To achieve those goals, Open Cirrus provides a world-wide, federated collection of cloud computing sites and a software architecture designed to unify those sites into a coherent platform. The sites (shown in Figure 1), each of which includes a cluster of at least 1,000 cores, are provided by the Open Cirrus collaborating institutions: HP, Intel, Yahoo!, the University of Illinois (UIUC), Karlsruhe Institute of Technology (KIT), the Infocomm Development Authority (IDA) of Singapore, the Russian Academy of Sciences (RAS), the Electronics and Telecommunications Research Institute (ETRI) of South Korea, the Malaysian Institute Of Microelectronic Systems (MIMOS), and Carnegie Mellon University (CMU).
The Open Cirrus test-bed is intended to support research at various levels of the cloud-computing stack from the lowest layers that interact directly with hardware to the highest application layers. However, research in the upper layers requires that lower-level software be available and stable. Consequently, the Open Cirrus community has adopted a common software service architecture; the core services of this architecture are shown in Figure 2. All core software components are open-source projects managed by the Apache Software Foundation. Intel Labs has made significant contributions to the development of Zoni and Tashi, and Yahoo! has made significant contributions to the development of Hadoop and HDFS.

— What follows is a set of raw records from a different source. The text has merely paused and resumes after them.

PR #370, opened 2023-11-22
Pinch to zoom on chart view

10nas:
As shown on discord:
- Smooth zooming between 2 and 24 hour screen hours scale.
- On end of zoom gesture the screen hours are rounded to neatest full hour of the final zoomed state. So this allows setting the screen hours to 2h, 3h, 4h, ...
- A nice side-effect of the changes in this PR is that pressing the preset screen hour buttons (2h, 4h, 6h, ...) no longer has any lag on the chart re-layout.

A few notes:
- Only supports iOS 17 due to requiring `MagnifyGesture`. The old `MagnificationGesture` doesn't provide the necessary data.
- Sometimes a pinch might not be properly detected due to the scroll view thinking that it should start scrolling. Generally not a big issue IMO. Perhaps try to see for yourself. Only way to make zooming and scrolling play more nicely together seems to be to use an actual UIScrollView, which I didn't want to do unless absolutely necessary (since it might introduce a different set of issues).
- I want to further expand on this feature in a separate PR by adding a "bolus in window" info text that updates as you scroll and zoom you can see the sum of boluses currently shown on screen. This will allow to easily figure out the total insulin used for a past meal when there were several different boluses delivered for that meal (e.g. a pre-bolus followed by SMBs during/after the meal). When there are many subsequent SMBs it becomes hard to keep track of the total amount that was delivered and this feature will be aimed at resolving this lack of insight.

### DIFF
--- a/FreeAPS/Sources/Modules/Home/View/Chart/MainChartView.swift
+++ b/FreeAPS/Sources/Modules/Home/View/Chart/MainChartView.swift
@@ -54,6 +54,12 @@ struct MainChartView: View {
         static let bolus = "💧"
     }
 
+    private struct ZoomState {
+        let scale: Double
+        let anchorTime: TimeInterval
+        let anchor: UnitPoint
+    }
+
     @Binding var glucose: [BloodGlucose]
     @Binding var isManual: [BloodGlucose]
     @Binding var suggestion: Suggestion?
@@ -86,20 +92,45 @@ struct MainChartView: View {
     @State private var unSmoothedGlucoseDots: [CGRect] = []
     @State private var predictionDots: [PredictionType: [CGRect]] = [:]
     @State private var bolusDots: [DotInfo] = []
-    @State private var bolusPath = Path()
     @State private var tempBasalPath = Path()
     @State private var regularBasalPath = Path()
     @State private var tempTargetsPath = Path()
     @State private var suspensionsPath = Path()
     @State private var carbsDots: [DotInfo] = []
-    @State private var carbsPath = Path()
     @State private var fpuDots: [DotInfo] = []
-    @State private var fpuPath = Path()
     @State private var glucoseYRange: GlucoseYRange = (0, 0, 0, 0)
-    @State private var offset: CGFloat = 0
     @State private var cachedMaxBasalRate: Decimal?
+    /// updated while pinch to zoom gesture is in progress
+    /// this gets automatically reset when the gesture ends or is cancelled
+    /// on cancellation the result is that the `effectiveScreenHours`  just jumps back to the pre-gesture state
+    /// on end the `screenHours` are updated, `additionalZoomState` is set temporarily to have a smooth transition to the final `screenHours` state
+    @GestureState private var zoomGestureState: ZoomState? = nil
+    /// caches the last non-nil `zoomGestureState` which allows the pinch gesture to transition smoothly to the final `screenHours` on gesture end, when `zoomGestureState` has already been reset to nil
+    @State private var lastZoomGestureState: ZoomState? = nil
 
-    private let calculationQueue = DispatchQueue(label: "MainChartView.calculationQueue")
+    /// zoom state that outlives a pinch gesture.
+    /// used to smoothly transition to the final quantized zoom scale (`screenHours`) on gesture end
+    @State private var additionalZoomState: ZoomState? = nil
+
+    /// the effective zoom state
+    private var zoomState: ZoomState? {
+        additionalZoomState ?? zoomGestureState
+    }
+
+    private var zoomScale: Double {
+        (1.0 / Double(screenHours)) * (zoomState?.scale ?? 1)
+    }
+
+    /// currently displayed screen hours. Includes currently applied scaling from in-progress pinch to zoom gesture
+    private var effectiveScreenHours: Double {
+        Double(screenHours) / (zoomState?.scale ?? 1)
+    }
+
+    private let calculationQueue = DispatchQueue(
+        label: "MainChartView.calculationQueue",
+        qos: .userInteractive,
+        attributes: .concurrent
+    )
 
     private var dateFormatter: DateFormatter {
         let formatter = DateFormatter()
@@ -164,10 +195,6 @@ struct MainChartView: View {
             .onChange(of: vSizeClass) { _ in
                 update(fullSize: geo.size)
             }
-            .onChange(of: screenHours) { _ in
-                update(fullSize: geo.size)
-                // scroll.scrollTo(Config.endID, anchor: .trailing)
-            }
             .onReceive(
                 Foundation.NotificationCenter.default
                     .publisher(for: UIDevice.orientationDidChangeNotification)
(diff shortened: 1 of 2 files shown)


dnzxy:
While the feature does look nice and smooth, bumping the requirement to use this to iOS17 is a no-go in my opinion. If we cannot support at least 16.0+, then we might as well stop pursuing this feature. Backwards compatibility is vastly important.

10nas:
> While the feature does look nice and smooth, bumping the requirement to use this to iOS17 is a no-go in my opinion. If we cannot support at least 16.0+, then we might as well stop pursuing this feature. Backwards compatibility is vastly important.

This PR doesn't change the minimum required version to iOS 17. The pinch to zoom feature is simply only made available on devices running iOS 17 while devices on iOS 16 just don't get the feature. See https://github.com/Artificial-Pancreas/iAPS/pull/370/files#diff-a1829f13c9e47fb5b022acab720cdcad4a8299f1253788ddc44ff8d08b90c2faR282

dnzxy:
@10nas I‘m aware, I looked at your code before commenting. 

What I‘m calling into question here is investing manpower and resources (yours), while I‘d expect that the majority of the user base is not running iOS17 (yet). Also, in the intermediate future the current chart will hopefully be ported to Swift Charts, so your implementation may be broken. I’ve DM‘d you regarding portability to Swift Charts, you haven’t responded.

10nas:
A lot of iOS users upgrade their OS very quickly, I'd imagine those who are tech savvy enough to use iAPS even more. But you have a point, I agree it would be better to have this feature run on iOS 16 too.

Regarding Swift Charts: From my side, this PR is ready to go as-is. So whether it is merged now or only after a change to Swift Charts is done will not make a difference for me in terms of work I have to invest at this point.

Now would be a chance to get some initial feedback though (e.g. on the interplay between pinch to zoom and the hours picker bar) so that I could incorporate those changes when also adding support for the change to Swift Charts.

mountrcg:
I will test, I have such a wild diverse unreleased iAPS code base, that this fits right in - :-)

Jon-b-m:
Thanks for PR! 

I think If we use this we don’t need the time buttons, which saves us some screen real estate, which is good. I will test your PR very soon

Jon-b-m:
And I agree about ios17. 80-90 % of iPhone users always updates to latest OS

dnzxy:
As someone who provides a lot of support and is also moderator in one of the two big DIY AID iOS FB groups, I can tell you from experience; no, they do not immediately update and, more importantly, the recommendation and what many many users abide to, is NOT to update until it has been cleared to be safe. They have been living with that „rule“ in their head since the inception of iOS Loop in 2017/18, so please understand that a large number of users is still running iOS 16.x, some still on iOS 15.x, definitely not the majority on iOS 17.x.

Furthermore, a very large number of users do not rely on or have access to the most current models of iPhones for their looping device. Access to iPhones and the burden of cost are one of the major drawbacks around the iOS ecosystem, especially if you rely on the device for such crucial, life-dependent application. Many iOS DIY users are children or teenagers with tech-savvy parents. 

An example: from a table of 10 DIY iOS users at DData, all of which are heavily involved in DIY and contribute, there were two people with iPhones >13, most had <=12, and the majority was not running iOS17. That is only an n=10 thing, and just an example but I‘m trying to make a point here. 

Thinking or expecting that providing such an important feature and improvement can or should be limited to iOS 17 is not a good thing. I would not have brought it up otherwise.

dsnallfot:
> Thanks for PR!
> 
> I think If we use this we don’t need the time buttons, which saves us some screen real estate, which is good. I will test your PR very soon

Could a compromise be to keep the time buttons for iOS<17 and replace them with this pinch to zoom-feature for iOS17?

dnzxy:
That may be an alternative. 

Just to also say it in writing: I really like the overall feature and it brings such a smooth and intuitive interaction behavior to the chart, so it’s not that I don’t want to see it. I merely am worried about the feature being limited for an imho not to be underestimated number of users that may miss out on this (if we do not / cannot provide a good alternative).

Jon-b-m:
> As someone who provides a lot of support and is also moderator in one of the two big DIY AID iOS FB groups, I can tell you from experience; no, they do not immediately update and, more importantly, the recommendation and what many many users abide to, is NOT to update until it has been cleared to be safe. They have been living with that „rule“ in their head since the inception of iOS Loop in 2017/18, so please understand that a large number of users is still running iOS 16.x, some still on iOS 15.x, definitely not the majority on iOS 17.x.
> 
> Furthermore, a very large number of users do not rely on or have access to the most current models of iPhones for their looping device. Access to iPhones and the burden of cost are one of the major drawbacks around the iOS ecosystem, especially if you rely on the device for such crucial, life-dependent application. Many iOS DIY users are children or teenagers with tech-savvy parents.
> 
> An example: from a table of 10 DIY iOS users at DData, all of which are heavily involved in DIY and contribute, there were two people with iPhones >13, most had <=12, and the majority was not running iOS17. That is only an n=10 thing, and just an example but I‘m trying to make a point here.
> 
> Thinking or expecting that providing such an important feature and improvement can or should be limited to iOS 17 is not a good thing. I would not have brought it up otherwise.
> 
> PS: I personally also do not use iOS17, nor do I own the latest iPhone mode (14/15). Of the iAPS admins on FB, that is also true for many of them. Let’s not fall victim to confirmation bias here, please.

I haven’t even tested this yet 😅, but I’m not making these numbers up.  The percentage I got from Apple own stats. They published data before iOS 17 was released of numbers of devices running iOS 16. This was 90%… 

Regarding you seeing older devices at a conference: iOS 17 is supported on iPhone XS/11, haha. And regarding ios15, this version is not supported on iAPS. 

I will test this PR later.

Jon-b-m:
> > Thanks for PR!
> > I think If we use this we don’t need the time buttons, which saves us some screen real estate, which is good. I will test your PR very soon
> 
> Could a compromise be to keep the time buttons for iOS<17 and replace them with this pinch to zoom-feature for iOS17?

Of course.

dnzxy:
> I haven’t even tested this yet 😅, but I’m not making these numbers up. The percentage I got from Apple own stats. They published data before iOS 17 was released (mars) of numbers of iPhone devices running iOS 16. This was 90%…
> 
> Regarding you seeing older devices at a conference: iOS 17 is supported on iPhone XS/11, haha. And regarding ios15, this version is not supported on iAPS.

Again, all I am trying to say is we cannot go off of official Apple Statistics but what the DIY community is doing and has been advised to do for years. That was simply: don’t just update, be careful. Plus many users don’t update for other reasons. Just because older devices can carry a newer OS, it’s often not installed for performance reasons and/or worries about making the DIY app incompatible. I’m not making this up, it’s just based on all the questions and worries we see on the FB support groups around new iOS versions. 

This is all I am trying to say here 😊

Jon-b-m:
@10nas I'm testing it now. 

Unfortunately it lags a lot (iPhone 14, iOS 17.1.1).
And often the pinch to zoom gesture isn't recognised.It now fails more often than it works, which with time would make the use case for this feature non-existent.

However I do like the refactor of the highlight() function you made. I'll keep this, thanks!

10nas:
> @10nas I'm testing it now.
> 
> Unfortunately it lags a lot (iPhone 14, iOS 17.1.1). And often the pinch to zoom gesture isn't recognised.It now fails more often than it works, which with time would make the use case for this feature non-existent.
> 
> However I do like the refactor of the highlight() function you made. I'll keep this, thanks!

Weird, I have no lag at all on 14 Pro. Do you have a lot of events on your chart (boluses, carbs, etc)?

I agree on the bad recognition of the pinch, it's not ideal. Perhaps I should wait until a refactor to Swift Charts is done and then have a go at it again. Might just have to go with UIScrollView as SwiftUIs ScrollView is just really janky.

I also recommend to use the changes I did here https://github.com/Artificial-Pancreas/iAPS/pull/370/files#diff-a1829f13c9e47fb5b022acab720cdcad4a8299f1253788ddc44ff8d08b90c2faR797 as it removes the lag when switching between the screen hours using the tab bar. Basically all my changes to that file except the pinch to zoom part. I can make a separate PR for that if you wish.

Jon-b-m:
Yes, please do. I already changed the highlightButtons

MikePlante1:
Just chiming in to say I just cloned and tested this and it worked perfectly for me and was very smooth. Then again, I'm using a 14PM, so I'm not sure how it runs on slower phones. Also, I like it how it's implemented as an addition to the buttons, not a replacement for the buttons.

mountrcg:
iPhone 13 mini (ios 17) and the pinchig is very smooth. Very noticeable how much faster it switches the scaling using the buttons.

mountrcg:
I guess iz needs some de-cluttering of y-axis at 12 hrs and bigger: e9c99a07f1c118e4f6a16b924dffed931772b46d

10nas:
Closing in favor of #394 for now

The primary responsibility of the lowest software layer (Zoni) is to partition the cluster into domains. A domain is a set of compute servers that are network-isolated from the rest of the servers in the cluster (by the use of VLANs). When users experiment with system software that interacts with key networking components, such as DHCP services, they, or the cluster system administrators, will first use Zoni to create an isolated domain for the experiment; in this way, if the experiment goes awry, it cannot affect the normal operation of the cluster (and other activity in the cluster cannot interfere with the experiment).
Most of the research that does not interact with core networking services, however, will take place in the primary domain of the cluster. This domain is considered to be for production use. Experiments in the primary domain are isolated from other activity by operating in virtual machine environments, and the virtual machines are managed by a cluster management layer such as Tashi. Tashi enables users to rapidly deploy virtual machine instances in the cluster by specifying attributes of the virtual machine (such as number of processors and the amount of memory) as well as the software that should run within that virtual machine.
However, the data sets in the cluster are potentially valuable to many users, and consequently, are ideally not stored in virtual machine images. Instead, the Open Cirrus core services include a cluster file system that resides beneath the virtual machine layer. In this way, data stored in the cluster file system are accessible from any of the virtual machines operating in the primary domain. After evaluating many cluster storage options, the Hadoop File System (HDFS) best fit the needs of Open Cirrus.
By leveraging the virtual machine layer, the cluster administrators can provide any number of application-level services. The Open Cirrus software service architecture explicitly suggests one such application runtime: the Hadoop map/reduce framework. This framework is particularly suitable for enabling cluster users to process data stored in the cluster file system.
Naturally, the utility of these clusters would be quite limited if they only hosted the development of these core services. Fortunately, many of the cluster users are not involved directly in research on cloud computing; instead, they simply use the Open Cirrus clusters as computing resources in the course of conducting research in some other field. This use of the cluster is welcome and encouraged, because these users provide a realistic context for evaluating the system software by providing authentic data-rich workloads.